A circle of latitude on the Earth is an abstract east–west circle connecting all locations (ignoring elevation) with a given latitude. A location's position along a circle of latitude is given by its longitude. Circles of latitude are often called parallels because they are parallel to each other – that is, any two circles are always the same distance apart. Unlike circles of longitude, which all are great circles with the centre of Earth in the middle, the circles of latitude get smaller as the distance from the Equator increases. Their length can be calculated by a common sine or cosine function. The 60th circle of latitude is half as long as the equator (disregarding Earth's minor flattening by 0.3%). A circle of latitude is perpendicular to all meridians.

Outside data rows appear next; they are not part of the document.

PR #4857, opened 2021-08-12
api: add UIInputs to UIButton

landism:
### Feature

Updates the spec to allow a UIButton to have associated text inputs.

### Next steps

Update the cmd controller to grab current values off the button when it triggers
Update the UI to render the fields

### Alternatives

* Make UIInput a standalone api object
  * Pros:
    * we'll want this if we want to support, e.g., a local_resource cmd consuming a text field directly
    * don't need the weird parallel `[]UIInputSpec` `[]UIInputStatus` (but maybe that's not weird in k8s-land?)
  * Cons:
    * seems like a lot more bookkeeping and things to go wrong for the button use case


pkg/apis/core/v1alpha1/uibutton_types.go
```diff
@@ -174,12 +187,74 @@ func (in *UIButtonList) GetListMeta() *metav1.ListMeta {
...
+type UITextInputStatus struct {
+	// The content of the text input.
+	Value string `json:"value" protobuf:"bytes,1,opt,name=value"`
+}
+
+// Defines an Input to render in the UI.
+// If UIButton is analogous to an HTML <form>,
+// UIInput is analogous to an HTML <input>.
+type UIInputSpec struct {
+	// An ID to distinguish this input from others.
```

The latitude of the circle is approximately the angle between the equator and the circle, with the angle's vertex at the Earth's centre. The equator is at 0°, and the North and South poles are at 90° north and 90° south respectively. The Equator is the longest circle of latitude and is the only circle of latitude which also is a great circle.
There are 89 integral (whole degree) circles of latitude between the equator and the Poles in each hemisphere, but these can be divided into more precise measurements of latitude, and are often represented as a decimal degree (e.g. 34.637°N) or with minutes and seconds (e.g. 22°14'26"S). There is no limit to how precisely latitude can be measured, and so there are an infinite number of circles of latitude on Earth.
On a map, the circles of latitude may or may not be parallel, and their spacing may vary, depending on which projection is used to map the surface of the Earth onto a plane. On an equirectangular projection, centered on the equator, the circles of latitude are horizontal, parallel, and equally spaced. On other cylindrical and pseudocylindrical projections, the circles of latitude are horizontal and parallel, but may be spaced unevenly to give the map useful characteristics. For instance, on a Mercator projection the circles of latitude are more widely spaced near the poles to preserve local scales and shapes, while on a Gall–Peters projection the circles of latitude are spaced more closely near the poles so that comparisons of area will be accurate. On most non-cylindrical and non-pseudocylindrical projections, the circles of latitude are neither straight nor parallel.